INFORMATION SHOWN Start Marker

PR #165, opened 2019-12-02
Update runnable to use new Ortheus parameters

JAlvarezJarreta:
These new parameters were introduced to avoid exceptions raised due to command lines being too long for bash to process them.


modules/Bio/EnsEMBL/Compara/Production/EPOanchors/TrimAnchorAlign.pm
```diff
@@ -161,6 +148,7 @@ sub _dump_fasta {
       $self->complete_early( "Not enough sequences in current anchor - omitting" );
   }
 
+  my $fasta_files;
```
muffato:
```suggestion
  my $fasta_files = '';
```

JAlvarezJarreta: I was hoping Perl was clever enough to do this, but I guess it is not :'(

PR #172, opened 2020-01-09
Add new mlss_tag for EPO2x

JAlvarezJarreta:
## Description

In e99, a bug was discovered when we added the new pig EPO alignment. This is due to some slightly hacky code in the webcode that selects the 'principal' species in an EPO2x alignment for display purposes.

**Related JIRA tickets:**
- ENSCOMPARASW-3022

## Overview of changes
Added a new tag for the 'principal' species in EPO2x alignments. To avoid more comparisons than those necessary, this tag has been introduced in the `Bio::EnsEMBL::Compara::Utils::MasterDatabase::create_multiple_wga_mlsss` method.

## Testing
No testing performed yet.

## Notes
The value of this tag has been hardcoded as it is unlikely to change frequently.

### DIFF
--- a/modules/Bio/EnsEMBL/Compara/Utils/MasterDatabase.pm
+++ b/modules/Bio/EnsEMBL/Compara/Utils/MasterDatabase.pm
@@ -826,6 +826,7 @@ sub create_multiple_wga_mlsss {
         $principal_species = 'gallus_gallus'   if ($mlsss[0]->name =~ /sauropsids/);
         $principal_species = 'oryzias_latipes' if ($mlsss[0]->name =~ /fish/);
         $principal_species = 'sus_scrofa'      if ($mlsss[0]->name =~ /pig/);
+        die "Unexpected EPO_LOW_COVERAGE MLSS: cannot set a principal species\n" unless $principal_species;
         $mlsss[0]->add_tag('principal_species', $principal_species);
     }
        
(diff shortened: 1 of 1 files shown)


CristiGuijarro:
Is this something that may affect the new rice epo? Does there need to be a special case for rice?

JAlvarezJarreta:
> Is this something that may affect the new rice epo? Does there need to be a special case for rice?

If you are doing both EPO and EPO2x, the answer is yes. What principal species do you want me to set for rice?

CristiGuijarro:
> > Is this something that may affect the new rice epo? Does there need to be a special case for rice?
> 
> If you are doing both EPO and EPO2x, the answer is yes. What principal species do you want me to set for rice?

Oryza_sativa would probably be most appropriate? Just because it is a reference genome, and listed on the site. Otherwise, how does one choose?

muffato:
Sorry but I really don't like this fix. What you're describing is a mandatory tag that must be present for every EPO_LOW_COVERAGE alignment. Its place is in `mlss_conf.xml` if we want to declare it ourselves.

Otherwise, I think it could be set dynamically by the pipeline itself
- Option 1: choose the species that contributes the highest number of pairwise alignments
- Option 2: record as tags (instead of a pipeline-wide parameter) the mapping of reference species

JAlvarezJarreta:
I have found that this information was already there in a different way, so there is no need to update our codebase (see [ENSCOMPARASW-3022](https://www.ebi.ac.uk/panda/jira/browse/ENSCOMPARASW-3022)).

INFORMATION SHOWN End Marker

_TASK ITEM_.
Copy out the lines of the data where the string "been" occurs.

_OUTPUT BELOW_.
Added a new tag for the 'principal' species in EPO2x alignments. To avoid more comparisons than those necessary, this tag has been introduced in the `Bio::EnsEMBL::Compara::Utils::MasterDatabase::create_multiple_wga_mlsss` method.
The value of this tag has been hardcoded as it is unlikely to change frequently.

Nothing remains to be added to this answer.